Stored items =

PR #418, opened 2020-08-12
Add support for enabled TurboModules in Expo

sjchmiela:
Summary:
---------

At Expo we're on the verge of enabling TurboModules in SDK 39 (https://github.com/expo/expo/pull/9687). While we haven't added the native code for this module to the SDK yet, we want to maintain the `.expo.js` fallback, so it resolves with the React Native's `AsyncStorage`.

Test Plan:
----------

I have verified manually that copying and pasting this code to an appropriate file in `node_modules` for a running Expo project fixes the `[@RNC/AsyncStorage]: NativeModule: AsyncStorage is null.` error.

The `if (TurboModuleRegistry)` helps to not break this code on older versions of RN which do not have TMR (I hope).

### DIFF
--- a/src/RCTAsyncStorage.expo.js
+++ b/src/RCTAsyncStorage.expo.js
@@ -7,7 +7,18 @@
  * will likely not be valid anymore, and the package will need to be included in the Expo SDK
  * to continue to work.
  */
-const {NativeModules} = require('react-native');
-const RCTAsyncStorage = NativeModules.AsyncSQLiteDBStorage || NativeModules.AsyncLocalStorage;
+const {NativeModules, TurboModuleRegistry} = require('react-native');
+
+let RCTAsyncStorage;
+
+// TurboModuleRegistry falls back to NativeModules
+// so we don't have to try go assign NativeModules'
+// counterparts if TurboModuleRegistry would resolve
+// with undefined.
+if (TurboModuleRegistry) {
+  RCTAsyncStorage = TurboModuleRegistry.get("AsyncSQLiteDBStorage") || TurboModuleRegistry.get("AsyncLocalStorage");
+} else {
+  RCTAsyncStorage = NativeModules.AsyncSQLiteDBStorage || NativeModules.AsyncLocalStorage;
+}
 
 export default RCTAsyncStorage;


src/RCTAsyncStorage.expo.js
```diff
@@ -7,7 +7,18 @@
...
 
-export default RCTAsyncStorage;
\ No newline at end of file
+let RCTAsyncStorage;
+
+// TurboModuleRegistry falls back to NativeModules
+// so we don't have to try go assign NativeModules'
+// counterparts if TurboModuleRegistry would resolve
+// with undefined.
+if (TurboModuleRegistry) {
```
Krizzu, line 18: Looks like `TurboModuleRegistry` [is available to import since 0.60](https://github.com/facebook/react-native/blob/0.60-stable/Libraries/react-native/react-native-implementation.js#L292). Wouldn't it break anything on Expo end?

sjchmiela: I couldn't think of any scenario when this would break:
- if a project's RN is below 0.60 (in Expo terms that's SDKs `(…, 35]`)
  - most probably the project wouldn't use this library, but if it would, `TurboModuleRegistry` would be `undefined` and we'd keep the old behavior of using only `NativeModules` — no change
- if a project's RN is above 0.60 (SDKs `[36, …)`)
  - `TurboModuleRegistry` resolves to a truthy value, we get the new behavior
  - on SDKs where TurboModules aren't enabled (`[36, 38]`)
    - native `AsyncLocalStorage` module is present in `NativeModules`, so `TurboModuleRegistry.get` resolves with this native module (see code for [0.60](https://github.com/facebook/react-native/blob/14c03298d851b1b36854eda994ff62a8406bff56/Libraries/TurboModule/TurboModuleRegistry.js#L20-L25), [0.61](https://github.com/facebook/react-native/blob/86cad7d69099baaaeae10ac7c0912a023101f257/Libraries/TurboModule/TurboModuleRegistry.js#L19-L27), [0.62](https://github.com/facebook/react-native/blob/b9944e54ae35c2beed0e78ea454d871e0fe92ec6/Libraries/TurboModule/TurboModuleRegistry.js#L19-L27) [the `RN$Bridgeless` is never set in Expo])
      ```ts
      export function get<T: TurboModule>(name: string): ?T {
        // Bridgeless mode requires TurboModules
        if (!global.RN$Bridgeless) {
          // Backward compatibility layer during migration.
          const legacyModule = NativeModules[name];
          if (legacyModule != null) {
           return ((legacyModule: any): T);
          }
        }
        
        // ...
      }
      ```
  - on SDKs where TurboModules are enabled (`[39, …)`)
    - native `AsyncLocalStorage` module is no longer present in `NativeModules`, since RN rightfully recognizes it as TurboModule and doesn't initialize it (see [code](https://github.com/facebook/react-native/blob/b9944e54ae35c2beed0e78ea454d871e0fe92ec6/React/CxxBridge/RCTCxxBridge.mm#L741-L744), stayed the same since 0.60)
      ```objc
          if (RCTTurboModuleEnabled() && [moduleClass conformsToProtocol:@protocol(RCTTurboModule)]) {
            continue;
          }
      ```
    - instead, `AsyncLocalStorage` is now available via `turboModuleProxy`
    - `TurboModuleRegistry.get` fails to find the module in `NativeModules` and uses `turboModuleProxy`
    - so when we do `TurboModuleRegistry.get(…)` we'll get the `AsyncLocalStorage` TurboModule

When it comes to testing I could think of two scenarios:
- `RNTester`
  1. Install this library in `RNTester`
  2. Remove library's native code from the iOS project (manually unlink it, mimics Expo environment)
  3. Copy this `RCTAsyncStorage.expo.js` to `RCTAsyncStorage.js`
  4. Verify if using this library still works.
- Expo
  1. Clone branch from this PR https://github.com/expo/expo/pull/9687
  2. Run `yarn` in the project root
  3. Open `ios/Exponent.xcworkspace` and run the app
  4. Go to `apps/native-component-list`, run `expo ios` (given you have `expo-cli` installed, it isn't a workspace dependency)
  5. Notice that `FileSystem` screen (one of the screens that uses `async-storage`) is unavailable (it's greyed out at the bottom of the <kbd>APIs</kbd> tab). You can also open `node_modules/@react-native-community/async-storage/src/RCTAsyncStorage.expo.js` and hit <kbd>save</kbd> for Fast Refresh to kick in — this will show the `Native module is null` error.
  6. Edit `node_modules/@react-native-community/async-storage/src/RCTAsyncStorage.expo.js` so that it contains the code "after" this PR, save the file. Notice the error go away and that `FileSystem` screen is back available.

Krizzu: @sjchmiela Thanks for comprehensive explanation. Just tested this one out on RNTester and everything works.

sjchmiela:
Thank you for merging it and verifying that the fix is correct!

I'm sorry to ask you more of your time, but would you care to publish a new version of `async-storage` with this patch included? At Expo we're preparing for release process and we want to both enable TurboModules and include `async-storage` as a supported library and for that we need to have, well, a release to users point to. 🙂 🙏

Krizzu:
v1.12.0 is out :)

jfrolich:
would it make sense to not put this under an `expo` switch and enable this for non-expo (or ejected) expo apps as well?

Exercise instructions = From the entries, report each line that includes the word "const".

Result of this task =
-const {NativeModules} = require('react-native');
-const RCTAsyncStorage = NativeModules.AsyncSQLiteDBStorage || NativeModules.AsyncLocalStorage;
+const {NativeModules, TurboModuleRegistry} = require('react-native');
          const legacyModule = NativeModules[name];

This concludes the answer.